§ **Required work**: Which lines mention "useMutation"? Show each one from the listing.

*** Provided information Section Begins ***

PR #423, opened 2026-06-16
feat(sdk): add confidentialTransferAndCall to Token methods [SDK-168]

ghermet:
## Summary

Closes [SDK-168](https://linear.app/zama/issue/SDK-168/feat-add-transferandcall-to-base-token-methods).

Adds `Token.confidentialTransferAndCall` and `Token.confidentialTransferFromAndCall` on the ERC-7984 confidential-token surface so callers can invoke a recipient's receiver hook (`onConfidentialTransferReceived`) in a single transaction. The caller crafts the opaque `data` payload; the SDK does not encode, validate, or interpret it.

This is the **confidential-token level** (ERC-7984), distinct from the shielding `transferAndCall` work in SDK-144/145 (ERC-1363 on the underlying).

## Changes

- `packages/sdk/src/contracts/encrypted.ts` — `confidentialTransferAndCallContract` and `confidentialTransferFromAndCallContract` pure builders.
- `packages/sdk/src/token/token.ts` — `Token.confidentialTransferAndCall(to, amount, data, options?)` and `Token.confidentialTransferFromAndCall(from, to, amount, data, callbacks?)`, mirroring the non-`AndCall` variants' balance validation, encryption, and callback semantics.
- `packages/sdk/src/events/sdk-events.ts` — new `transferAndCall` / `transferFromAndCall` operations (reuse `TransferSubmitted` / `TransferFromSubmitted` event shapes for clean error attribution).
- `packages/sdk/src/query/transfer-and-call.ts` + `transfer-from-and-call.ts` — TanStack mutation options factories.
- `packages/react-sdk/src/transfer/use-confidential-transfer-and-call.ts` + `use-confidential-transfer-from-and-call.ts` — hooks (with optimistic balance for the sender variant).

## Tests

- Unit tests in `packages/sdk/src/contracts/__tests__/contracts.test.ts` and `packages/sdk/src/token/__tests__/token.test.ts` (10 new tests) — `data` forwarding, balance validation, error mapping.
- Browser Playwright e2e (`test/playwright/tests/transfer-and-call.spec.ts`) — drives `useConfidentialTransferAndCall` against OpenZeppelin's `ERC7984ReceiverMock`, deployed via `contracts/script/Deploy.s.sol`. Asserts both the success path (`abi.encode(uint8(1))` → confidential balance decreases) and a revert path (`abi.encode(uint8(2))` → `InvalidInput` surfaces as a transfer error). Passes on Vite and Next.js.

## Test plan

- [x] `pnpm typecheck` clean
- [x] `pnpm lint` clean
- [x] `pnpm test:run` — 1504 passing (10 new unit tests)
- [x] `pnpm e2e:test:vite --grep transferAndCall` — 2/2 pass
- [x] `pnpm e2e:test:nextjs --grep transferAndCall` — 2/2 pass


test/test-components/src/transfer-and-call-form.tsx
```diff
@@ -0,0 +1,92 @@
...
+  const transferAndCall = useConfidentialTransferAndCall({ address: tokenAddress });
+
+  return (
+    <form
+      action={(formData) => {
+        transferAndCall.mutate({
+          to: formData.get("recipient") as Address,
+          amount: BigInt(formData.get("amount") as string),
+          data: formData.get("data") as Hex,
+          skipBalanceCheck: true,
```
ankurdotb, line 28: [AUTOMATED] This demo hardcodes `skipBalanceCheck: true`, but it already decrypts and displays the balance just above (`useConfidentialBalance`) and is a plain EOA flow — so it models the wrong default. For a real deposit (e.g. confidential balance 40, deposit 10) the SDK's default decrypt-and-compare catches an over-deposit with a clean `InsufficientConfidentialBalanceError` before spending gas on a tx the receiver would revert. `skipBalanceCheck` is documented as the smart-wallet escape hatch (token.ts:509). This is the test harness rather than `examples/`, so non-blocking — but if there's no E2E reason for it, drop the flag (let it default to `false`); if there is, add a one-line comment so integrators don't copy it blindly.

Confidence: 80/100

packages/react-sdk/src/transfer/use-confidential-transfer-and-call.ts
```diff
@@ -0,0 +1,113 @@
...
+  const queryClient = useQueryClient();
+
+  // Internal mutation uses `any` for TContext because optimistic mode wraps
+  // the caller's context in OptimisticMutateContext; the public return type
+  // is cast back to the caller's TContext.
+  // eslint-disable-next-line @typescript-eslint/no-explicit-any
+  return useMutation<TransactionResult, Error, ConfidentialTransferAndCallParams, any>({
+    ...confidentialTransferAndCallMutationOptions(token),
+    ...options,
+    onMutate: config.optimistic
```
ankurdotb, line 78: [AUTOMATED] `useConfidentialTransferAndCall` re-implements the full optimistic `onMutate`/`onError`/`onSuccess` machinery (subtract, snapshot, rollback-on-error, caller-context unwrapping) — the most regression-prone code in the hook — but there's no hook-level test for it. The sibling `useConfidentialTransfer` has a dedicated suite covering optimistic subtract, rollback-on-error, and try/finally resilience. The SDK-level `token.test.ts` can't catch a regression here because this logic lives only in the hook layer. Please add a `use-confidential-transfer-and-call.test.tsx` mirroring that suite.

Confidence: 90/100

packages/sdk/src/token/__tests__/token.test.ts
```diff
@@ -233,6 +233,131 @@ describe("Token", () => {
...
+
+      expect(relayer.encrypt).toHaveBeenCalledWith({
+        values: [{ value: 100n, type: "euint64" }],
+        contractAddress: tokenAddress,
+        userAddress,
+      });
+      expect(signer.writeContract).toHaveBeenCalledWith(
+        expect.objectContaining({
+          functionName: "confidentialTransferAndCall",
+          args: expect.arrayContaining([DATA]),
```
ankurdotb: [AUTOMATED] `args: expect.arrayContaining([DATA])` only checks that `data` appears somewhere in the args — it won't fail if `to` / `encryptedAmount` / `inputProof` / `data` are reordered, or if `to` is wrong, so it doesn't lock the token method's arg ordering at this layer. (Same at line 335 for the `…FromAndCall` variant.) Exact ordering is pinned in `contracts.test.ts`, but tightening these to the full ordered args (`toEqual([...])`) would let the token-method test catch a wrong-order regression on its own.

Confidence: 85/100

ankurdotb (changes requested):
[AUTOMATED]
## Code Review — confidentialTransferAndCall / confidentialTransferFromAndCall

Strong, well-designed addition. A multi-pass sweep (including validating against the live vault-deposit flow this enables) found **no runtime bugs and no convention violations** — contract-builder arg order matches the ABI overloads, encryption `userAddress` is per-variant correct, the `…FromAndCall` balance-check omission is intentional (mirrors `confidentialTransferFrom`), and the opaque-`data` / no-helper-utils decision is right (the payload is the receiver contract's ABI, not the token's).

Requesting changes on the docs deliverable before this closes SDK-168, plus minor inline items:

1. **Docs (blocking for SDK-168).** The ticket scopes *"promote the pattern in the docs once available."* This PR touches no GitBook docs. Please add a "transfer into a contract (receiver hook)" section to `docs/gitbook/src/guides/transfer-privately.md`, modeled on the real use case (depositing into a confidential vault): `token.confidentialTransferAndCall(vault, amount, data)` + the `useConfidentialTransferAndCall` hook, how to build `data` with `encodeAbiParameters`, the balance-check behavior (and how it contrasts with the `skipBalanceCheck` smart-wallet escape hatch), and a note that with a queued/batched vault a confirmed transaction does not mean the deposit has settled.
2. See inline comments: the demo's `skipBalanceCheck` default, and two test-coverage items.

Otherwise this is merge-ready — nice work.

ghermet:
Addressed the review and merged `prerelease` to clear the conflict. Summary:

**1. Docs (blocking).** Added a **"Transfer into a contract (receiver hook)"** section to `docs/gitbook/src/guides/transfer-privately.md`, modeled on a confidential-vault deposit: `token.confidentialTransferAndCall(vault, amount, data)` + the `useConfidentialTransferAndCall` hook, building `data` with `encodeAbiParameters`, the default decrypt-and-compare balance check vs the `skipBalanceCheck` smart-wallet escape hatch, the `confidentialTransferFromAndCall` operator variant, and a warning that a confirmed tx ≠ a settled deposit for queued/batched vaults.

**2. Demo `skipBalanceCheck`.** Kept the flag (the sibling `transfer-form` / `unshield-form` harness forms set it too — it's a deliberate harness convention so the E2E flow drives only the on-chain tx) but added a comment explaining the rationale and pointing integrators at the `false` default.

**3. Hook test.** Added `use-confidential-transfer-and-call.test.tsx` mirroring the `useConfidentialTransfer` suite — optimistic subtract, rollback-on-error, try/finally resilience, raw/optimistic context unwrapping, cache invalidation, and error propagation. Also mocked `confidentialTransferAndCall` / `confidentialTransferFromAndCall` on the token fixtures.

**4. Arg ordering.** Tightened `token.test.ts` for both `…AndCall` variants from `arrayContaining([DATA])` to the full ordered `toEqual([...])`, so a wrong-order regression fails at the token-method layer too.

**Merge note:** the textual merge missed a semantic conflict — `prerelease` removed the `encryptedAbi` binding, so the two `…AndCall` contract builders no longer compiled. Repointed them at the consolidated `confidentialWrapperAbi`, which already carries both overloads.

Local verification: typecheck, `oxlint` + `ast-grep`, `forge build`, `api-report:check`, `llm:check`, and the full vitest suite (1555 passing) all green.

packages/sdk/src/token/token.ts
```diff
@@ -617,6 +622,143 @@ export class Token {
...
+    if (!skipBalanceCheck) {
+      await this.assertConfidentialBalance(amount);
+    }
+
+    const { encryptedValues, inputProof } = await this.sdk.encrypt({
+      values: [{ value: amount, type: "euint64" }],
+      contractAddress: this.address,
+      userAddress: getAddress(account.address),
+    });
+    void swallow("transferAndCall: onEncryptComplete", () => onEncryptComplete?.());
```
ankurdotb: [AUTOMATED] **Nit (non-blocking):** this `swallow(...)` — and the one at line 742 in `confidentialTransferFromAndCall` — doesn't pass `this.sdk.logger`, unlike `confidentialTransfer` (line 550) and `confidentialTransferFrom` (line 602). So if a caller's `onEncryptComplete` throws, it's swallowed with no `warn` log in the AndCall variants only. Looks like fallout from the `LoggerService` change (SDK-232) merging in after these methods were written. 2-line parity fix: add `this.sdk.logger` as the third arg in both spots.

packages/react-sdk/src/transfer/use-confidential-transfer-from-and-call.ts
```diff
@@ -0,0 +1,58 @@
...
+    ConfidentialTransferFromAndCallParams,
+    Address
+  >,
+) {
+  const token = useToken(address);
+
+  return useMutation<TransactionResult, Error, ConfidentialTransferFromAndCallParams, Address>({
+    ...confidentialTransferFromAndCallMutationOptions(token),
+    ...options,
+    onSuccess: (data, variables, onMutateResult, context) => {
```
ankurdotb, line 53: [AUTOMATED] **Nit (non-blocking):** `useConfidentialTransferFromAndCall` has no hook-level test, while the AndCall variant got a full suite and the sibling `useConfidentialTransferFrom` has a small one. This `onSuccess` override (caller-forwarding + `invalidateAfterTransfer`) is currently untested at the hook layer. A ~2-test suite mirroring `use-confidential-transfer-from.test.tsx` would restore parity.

*** Provided information Section Ends ***

§ **Response**:
+  return useMutation<TransactionResult, Error, ConfidentialTransferAndCallParams, any>({
+  return useMutation<TransactionResult, Error, ConfidentialTransferFromAndCallParams, Address>({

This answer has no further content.